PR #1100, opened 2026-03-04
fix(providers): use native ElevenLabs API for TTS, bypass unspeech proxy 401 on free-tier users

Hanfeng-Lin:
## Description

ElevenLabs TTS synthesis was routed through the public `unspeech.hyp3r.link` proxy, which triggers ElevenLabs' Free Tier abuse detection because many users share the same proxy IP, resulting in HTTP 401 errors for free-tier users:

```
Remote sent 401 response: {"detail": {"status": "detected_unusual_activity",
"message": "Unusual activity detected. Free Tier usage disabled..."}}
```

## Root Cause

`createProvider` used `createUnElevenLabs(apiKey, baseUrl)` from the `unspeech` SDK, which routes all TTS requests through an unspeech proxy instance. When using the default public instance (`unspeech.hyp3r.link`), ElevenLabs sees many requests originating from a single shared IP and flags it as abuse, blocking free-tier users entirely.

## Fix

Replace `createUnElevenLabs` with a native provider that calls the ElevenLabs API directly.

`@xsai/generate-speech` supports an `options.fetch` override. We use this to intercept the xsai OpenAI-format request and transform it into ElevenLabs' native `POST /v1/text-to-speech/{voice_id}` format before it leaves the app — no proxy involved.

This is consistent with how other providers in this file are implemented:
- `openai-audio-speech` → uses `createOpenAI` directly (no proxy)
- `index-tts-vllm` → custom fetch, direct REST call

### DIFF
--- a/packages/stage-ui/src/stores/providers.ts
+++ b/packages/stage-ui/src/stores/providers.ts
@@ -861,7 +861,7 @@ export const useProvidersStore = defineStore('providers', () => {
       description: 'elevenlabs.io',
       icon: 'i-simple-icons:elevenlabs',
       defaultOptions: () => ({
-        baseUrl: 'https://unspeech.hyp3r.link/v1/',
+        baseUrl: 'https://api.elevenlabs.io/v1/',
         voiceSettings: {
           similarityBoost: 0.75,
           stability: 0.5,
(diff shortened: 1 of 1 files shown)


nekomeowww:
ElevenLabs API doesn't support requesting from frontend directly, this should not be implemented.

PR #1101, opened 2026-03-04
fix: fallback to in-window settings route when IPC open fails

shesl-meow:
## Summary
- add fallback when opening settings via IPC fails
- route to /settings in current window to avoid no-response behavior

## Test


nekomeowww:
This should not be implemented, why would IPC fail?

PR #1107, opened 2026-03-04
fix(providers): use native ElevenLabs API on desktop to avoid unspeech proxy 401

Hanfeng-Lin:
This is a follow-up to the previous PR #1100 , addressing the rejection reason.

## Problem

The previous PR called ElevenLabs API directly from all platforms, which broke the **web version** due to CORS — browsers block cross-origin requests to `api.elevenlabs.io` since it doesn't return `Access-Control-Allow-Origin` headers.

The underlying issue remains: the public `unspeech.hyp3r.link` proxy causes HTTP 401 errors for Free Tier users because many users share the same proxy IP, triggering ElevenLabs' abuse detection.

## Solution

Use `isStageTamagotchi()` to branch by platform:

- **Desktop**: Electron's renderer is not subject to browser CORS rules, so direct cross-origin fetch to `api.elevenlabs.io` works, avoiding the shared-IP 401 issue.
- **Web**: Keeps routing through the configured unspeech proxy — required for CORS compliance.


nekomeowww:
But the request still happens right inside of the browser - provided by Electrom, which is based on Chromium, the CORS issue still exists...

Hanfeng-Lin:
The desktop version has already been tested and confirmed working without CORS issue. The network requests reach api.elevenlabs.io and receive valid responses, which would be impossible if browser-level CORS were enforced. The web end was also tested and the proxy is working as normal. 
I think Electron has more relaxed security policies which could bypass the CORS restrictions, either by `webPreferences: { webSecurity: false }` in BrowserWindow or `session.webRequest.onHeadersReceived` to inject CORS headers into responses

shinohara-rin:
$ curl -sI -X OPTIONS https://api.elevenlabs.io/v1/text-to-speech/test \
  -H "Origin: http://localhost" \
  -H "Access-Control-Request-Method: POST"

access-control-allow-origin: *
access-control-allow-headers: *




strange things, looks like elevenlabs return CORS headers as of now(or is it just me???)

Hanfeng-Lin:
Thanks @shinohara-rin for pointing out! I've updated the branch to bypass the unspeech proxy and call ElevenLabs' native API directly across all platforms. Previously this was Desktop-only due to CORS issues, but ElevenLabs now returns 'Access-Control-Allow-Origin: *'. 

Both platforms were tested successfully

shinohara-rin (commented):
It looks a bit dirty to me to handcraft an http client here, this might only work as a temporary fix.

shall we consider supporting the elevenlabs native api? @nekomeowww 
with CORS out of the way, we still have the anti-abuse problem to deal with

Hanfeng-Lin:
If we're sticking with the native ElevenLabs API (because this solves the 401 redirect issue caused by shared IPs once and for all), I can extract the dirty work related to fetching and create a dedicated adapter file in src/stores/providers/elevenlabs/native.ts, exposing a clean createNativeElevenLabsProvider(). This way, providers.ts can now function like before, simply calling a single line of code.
------------------------------------
§ Your instructions: Search the entries for the word "implemented" and pick out every line that holds it.

§ Result:
This is consistent with how other providers in this file are implemented:
ElevenLabs API doesn't support requesting from frontend directly, this should not be implemented.
This should not be implemented, why would IPC fail?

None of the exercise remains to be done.